━━ PROVIDED INFORMATION

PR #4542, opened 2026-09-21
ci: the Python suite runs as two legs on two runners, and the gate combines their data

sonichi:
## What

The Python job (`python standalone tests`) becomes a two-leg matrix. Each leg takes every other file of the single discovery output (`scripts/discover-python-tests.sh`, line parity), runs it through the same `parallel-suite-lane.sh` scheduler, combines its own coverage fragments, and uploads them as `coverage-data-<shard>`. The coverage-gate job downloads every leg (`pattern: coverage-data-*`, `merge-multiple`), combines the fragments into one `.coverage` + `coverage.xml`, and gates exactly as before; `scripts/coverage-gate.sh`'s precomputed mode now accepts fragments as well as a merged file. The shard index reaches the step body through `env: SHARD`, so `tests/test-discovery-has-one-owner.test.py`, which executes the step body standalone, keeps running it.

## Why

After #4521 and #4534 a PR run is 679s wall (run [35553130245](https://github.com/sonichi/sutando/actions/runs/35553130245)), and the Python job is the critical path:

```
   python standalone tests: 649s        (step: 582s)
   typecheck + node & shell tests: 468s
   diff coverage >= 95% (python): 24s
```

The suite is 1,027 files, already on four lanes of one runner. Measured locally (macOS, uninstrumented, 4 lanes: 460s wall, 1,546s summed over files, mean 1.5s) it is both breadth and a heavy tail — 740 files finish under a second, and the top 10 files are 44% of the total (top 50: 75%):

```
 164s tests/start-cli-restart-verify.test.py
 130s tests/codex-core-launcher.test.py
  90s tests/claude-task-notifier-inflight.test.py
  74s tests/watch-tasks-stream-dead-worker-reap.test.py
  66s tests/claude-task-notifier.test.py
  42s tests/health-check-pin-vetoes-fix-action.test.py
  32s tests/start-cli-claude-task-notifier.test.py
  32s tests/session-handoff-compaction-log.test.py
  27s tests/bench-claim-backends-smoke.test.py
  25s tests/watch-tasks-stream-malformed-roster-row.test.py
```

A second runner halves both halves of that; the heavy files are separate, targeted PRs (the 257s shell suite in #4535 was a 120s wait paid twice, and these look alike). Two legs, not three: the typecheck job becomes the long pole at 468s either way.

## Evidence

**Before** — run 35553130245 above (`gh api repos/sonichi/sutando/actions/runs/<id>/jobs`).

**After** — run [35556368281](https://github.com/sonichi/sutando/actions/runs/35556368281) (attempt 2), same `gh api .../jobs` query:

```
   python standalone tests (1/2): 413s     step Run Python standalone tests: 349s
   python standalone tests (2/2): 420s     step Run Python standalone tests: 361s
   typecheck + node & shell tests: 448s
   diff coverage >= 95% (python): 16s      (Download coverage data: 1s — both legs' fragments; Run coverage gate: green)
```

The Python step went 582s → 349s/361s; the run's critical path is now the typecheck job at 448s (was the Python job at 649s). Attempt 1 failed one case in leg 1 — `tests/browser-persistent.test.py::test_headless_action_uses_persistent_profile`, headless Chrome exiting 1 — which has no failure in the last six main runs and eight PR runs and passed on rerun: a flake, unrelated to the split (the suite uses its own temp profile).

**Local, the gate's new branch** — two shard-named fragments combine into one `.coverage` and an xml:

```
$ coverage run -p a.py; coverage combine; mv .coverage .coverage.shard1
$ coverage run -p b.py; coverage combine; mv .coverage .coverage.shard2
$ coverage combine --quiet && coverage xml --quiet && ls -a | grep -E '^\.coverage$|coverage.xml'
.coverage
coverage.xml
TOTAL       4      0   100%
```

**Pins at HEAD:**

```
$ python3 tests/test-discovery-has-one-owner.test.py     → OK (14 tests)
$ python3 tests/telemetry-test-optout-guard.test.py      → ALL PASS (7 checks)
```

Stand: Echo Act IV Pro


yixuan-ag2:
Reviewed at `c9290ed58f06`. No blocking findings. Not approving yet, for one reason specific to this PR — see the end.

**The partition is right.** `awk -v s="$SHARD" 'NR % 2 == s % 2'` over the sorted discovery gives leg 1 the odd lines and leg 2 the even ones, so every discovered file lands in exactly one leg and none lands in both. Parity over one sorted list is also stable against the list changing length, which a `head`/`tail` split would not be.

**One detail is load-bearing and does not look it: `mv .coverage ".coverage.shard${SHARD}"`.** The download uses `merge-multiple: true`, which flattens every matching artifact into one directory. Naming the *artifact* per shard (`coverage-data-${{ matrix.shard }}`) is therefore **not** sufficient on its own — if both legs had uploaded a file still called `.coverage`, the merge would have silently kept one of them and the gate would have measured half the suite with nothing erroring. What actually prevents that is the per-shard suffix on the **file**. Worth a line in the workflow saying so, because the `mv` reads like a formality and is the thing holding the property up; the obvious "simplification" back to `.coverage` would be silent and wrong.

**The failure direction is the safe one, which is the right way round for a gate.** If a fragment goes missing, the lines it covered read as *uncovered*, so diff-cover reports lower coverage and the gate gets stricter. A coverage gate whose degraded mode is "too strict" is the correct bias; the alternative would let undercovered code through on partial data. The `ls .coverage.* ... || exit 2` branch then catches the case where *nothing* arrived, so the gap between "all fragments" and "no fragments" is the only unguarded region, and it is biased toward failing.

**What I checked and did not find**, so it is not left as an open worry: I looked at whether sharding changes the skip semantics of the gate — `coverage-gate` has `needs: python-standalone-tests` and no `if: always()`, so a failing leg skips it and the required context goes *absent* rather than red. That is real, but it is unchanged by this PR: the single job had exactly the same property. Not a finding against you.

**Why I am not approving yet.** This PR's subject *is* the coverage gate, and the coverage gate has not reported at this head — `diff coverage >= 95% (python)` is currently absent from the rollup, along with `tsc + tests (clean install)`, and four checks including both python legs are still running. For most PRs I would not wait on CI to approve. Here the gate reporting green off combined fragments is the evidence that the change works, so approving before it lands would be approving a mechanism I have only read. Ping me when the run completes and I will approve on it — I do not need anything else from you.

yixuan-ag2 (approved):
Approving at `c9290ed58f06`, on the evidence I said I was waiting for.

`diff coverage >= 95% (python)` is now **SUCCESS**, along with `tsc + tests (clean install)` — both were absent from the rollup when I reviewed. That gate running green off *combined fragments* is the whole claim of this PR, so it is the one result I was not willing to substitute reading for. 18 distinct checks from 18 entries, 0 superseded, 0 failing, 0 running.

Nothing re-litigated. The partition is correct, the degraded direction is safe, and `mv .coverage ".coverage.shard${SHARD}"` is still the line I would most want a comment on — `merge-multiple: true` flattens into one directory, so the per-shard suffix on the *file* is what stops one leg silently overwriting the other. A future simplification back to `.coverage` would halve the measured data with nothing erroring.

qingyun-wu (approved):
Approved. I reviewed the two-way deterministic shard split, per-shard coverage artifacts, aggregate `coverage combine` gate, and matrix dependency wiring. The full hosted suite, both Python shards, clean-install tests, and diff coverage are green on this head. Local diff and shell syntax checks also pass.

━━━━
━━ PROVIDED INFORMATION

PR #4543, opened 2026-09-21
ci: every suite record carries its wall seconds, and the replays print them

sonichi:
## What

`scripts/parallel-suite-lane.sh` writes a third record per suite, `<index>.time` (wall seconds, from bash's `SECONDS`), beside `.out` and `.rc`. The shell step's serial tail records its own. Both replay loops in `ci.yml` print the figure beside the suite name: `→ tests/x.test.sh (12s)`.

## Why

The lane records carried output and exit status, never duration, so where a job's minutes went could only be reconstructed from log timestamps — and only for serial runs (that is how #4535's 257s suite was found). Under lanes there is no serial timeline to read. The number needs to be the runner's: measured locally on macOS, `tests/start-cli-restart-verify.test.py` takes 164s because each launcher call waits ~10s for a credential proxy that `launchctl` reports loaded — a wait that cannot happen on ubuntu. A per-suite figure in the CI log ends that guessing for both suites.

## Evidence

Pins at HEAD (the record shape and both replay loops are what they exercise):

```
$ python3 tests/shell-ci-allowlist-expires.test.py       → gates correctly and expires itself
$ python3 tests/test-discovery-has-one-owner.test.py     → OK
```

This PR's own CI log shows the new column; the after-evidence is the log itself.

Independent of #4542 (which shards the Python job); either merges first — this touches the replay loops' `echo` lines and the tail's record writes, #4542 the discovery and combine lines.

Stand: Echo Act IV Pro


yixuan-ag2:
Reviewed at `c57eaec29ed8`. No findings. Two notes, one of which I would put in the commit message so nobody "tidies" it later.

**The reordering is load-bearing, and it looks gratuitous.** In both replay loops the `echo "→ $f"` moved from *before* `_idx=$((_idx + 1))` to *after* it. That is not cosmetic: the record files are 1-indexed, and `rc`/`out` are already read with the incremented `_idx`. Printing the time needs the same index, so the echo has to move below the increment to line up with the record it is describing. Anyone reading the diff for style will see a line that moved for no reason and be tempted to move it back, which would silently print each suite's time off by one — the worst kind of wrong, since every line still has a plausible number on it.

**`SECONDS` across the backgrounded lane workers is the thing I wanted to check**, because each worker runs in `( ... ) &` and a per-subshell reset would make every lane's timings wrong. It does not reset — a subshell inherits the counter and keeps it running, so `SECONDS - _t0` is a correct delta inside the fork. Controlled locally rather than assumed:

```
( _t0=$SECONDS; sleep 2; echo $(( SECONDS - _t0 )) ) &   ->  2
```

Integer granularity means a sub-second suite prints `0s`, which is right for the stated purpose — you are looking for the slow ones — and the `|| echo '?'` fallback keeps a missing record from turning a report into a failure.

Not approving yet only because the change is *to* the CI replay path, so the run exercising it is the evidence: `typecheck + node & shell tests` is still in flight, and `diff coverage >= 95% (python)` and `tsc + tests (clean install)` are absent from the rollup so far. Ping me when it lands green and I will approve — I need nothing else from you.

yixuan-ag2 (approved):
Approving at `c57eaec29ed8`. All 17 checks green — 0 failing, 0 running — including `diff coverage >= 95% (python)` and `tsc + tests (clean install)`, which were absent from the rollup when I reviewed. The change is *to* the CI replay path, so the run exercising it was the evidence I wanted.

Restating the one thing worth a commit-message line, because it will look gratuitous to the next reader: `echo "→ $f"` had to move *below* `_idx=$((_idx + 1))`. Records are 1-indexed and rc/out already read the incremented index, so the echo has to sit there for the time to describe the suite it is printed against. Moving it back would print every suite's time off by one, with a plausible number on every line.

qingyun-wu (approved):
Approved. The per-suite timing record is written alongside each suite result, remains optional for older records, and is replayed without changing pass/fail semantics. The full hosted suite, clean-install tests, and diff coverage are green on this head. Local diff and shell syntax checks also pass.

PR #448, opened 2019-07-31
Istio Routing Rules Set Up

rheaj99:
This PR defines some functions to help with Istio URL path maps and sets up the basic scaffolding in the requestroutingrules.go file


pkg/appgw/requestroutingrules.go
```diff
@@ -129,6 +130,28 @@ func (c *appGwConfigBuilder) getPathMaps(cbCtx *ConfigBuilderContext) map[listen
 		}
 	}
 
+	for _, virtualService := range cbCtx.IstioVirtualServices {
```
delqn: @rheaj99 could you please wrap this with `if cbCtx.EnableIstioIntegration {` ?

━━━━
━━ PROVIDED INFORMATION

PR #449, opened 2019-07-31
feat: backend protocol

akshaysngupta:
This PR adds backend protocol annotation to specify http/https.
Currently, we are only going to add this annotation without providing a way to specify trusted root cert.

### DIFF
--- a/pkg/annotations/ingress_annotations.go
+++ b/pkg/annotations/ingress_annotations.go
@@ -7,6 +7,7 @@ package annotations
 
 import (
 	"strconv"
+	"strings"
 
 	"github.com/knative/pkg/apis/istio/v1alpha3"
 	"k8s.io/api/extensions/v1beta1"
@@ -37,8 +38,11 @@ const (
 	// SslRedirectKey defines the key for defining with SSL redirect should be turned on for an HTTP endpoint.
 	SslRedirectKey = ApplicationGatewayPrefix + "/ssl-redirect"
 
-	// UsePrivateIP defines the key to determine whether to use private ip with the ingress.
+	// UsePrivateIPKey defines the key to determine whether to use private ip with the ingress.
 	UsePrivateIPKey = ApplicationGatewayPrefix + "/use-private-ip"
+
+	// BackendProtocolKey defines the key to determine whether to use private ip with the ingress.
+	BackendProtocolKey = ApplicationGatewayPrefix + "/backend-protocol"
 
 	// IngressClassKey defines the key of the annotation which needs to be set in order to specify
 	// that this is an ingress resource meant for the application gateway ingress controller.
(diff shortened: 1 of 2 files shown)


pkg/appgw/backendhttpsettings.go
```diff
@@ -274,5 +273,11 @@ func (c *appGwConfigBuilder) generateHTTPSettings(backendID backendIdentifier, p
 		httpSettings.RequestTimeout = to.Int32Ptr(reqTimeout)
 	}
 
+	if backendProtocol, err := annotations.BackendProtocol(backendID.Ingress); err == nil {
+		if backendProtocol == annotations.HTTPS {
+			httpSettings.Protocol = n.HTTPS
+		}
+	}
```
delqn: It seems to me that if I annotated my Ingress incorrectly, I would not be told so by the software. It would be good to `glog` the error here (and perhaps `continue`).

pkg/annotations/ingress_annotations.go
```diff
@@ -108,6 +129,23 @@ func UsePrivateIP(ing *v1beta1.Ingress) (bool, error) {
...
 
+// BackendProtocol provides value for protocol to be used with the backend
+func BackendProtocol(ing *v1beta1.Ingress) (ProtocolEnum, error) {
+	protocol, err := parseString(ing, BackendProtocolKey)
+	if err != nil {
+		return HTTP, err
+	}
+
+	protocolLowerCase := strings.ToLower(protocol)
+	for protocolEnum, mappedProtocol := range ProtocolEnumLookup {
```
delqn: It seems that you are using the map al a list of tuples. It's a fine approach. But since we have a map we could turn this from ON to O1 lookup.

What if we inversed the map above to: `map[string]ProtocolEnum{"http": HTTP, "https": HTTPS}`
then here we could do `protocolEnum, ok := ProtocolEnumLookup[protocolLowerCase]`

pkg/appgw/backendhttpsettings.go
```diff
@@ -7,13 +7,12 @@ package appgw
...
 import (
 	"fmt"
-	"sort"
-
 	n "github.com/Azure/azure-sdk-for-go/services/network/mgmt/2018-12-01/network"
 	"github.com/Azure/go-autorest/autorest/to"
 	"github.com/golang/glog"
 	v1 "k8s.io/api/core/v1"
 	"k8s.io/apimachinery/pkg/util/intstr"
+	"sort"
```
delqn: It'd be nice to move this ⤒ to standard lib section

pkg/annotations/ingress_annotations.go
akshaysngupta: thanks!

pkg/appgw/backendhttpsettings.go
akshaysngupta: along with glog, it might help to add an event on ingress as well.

━━━━

**THE PROBLEM:**
What is needed is every line of the records that contains the word "watch".

**EXERCISE SOLUTION:**
  74s tests/watch-tasks-stream-dead-worker-reap.test.py
  25s tests/watch-tasks-stream-malformed-roster-row.test.py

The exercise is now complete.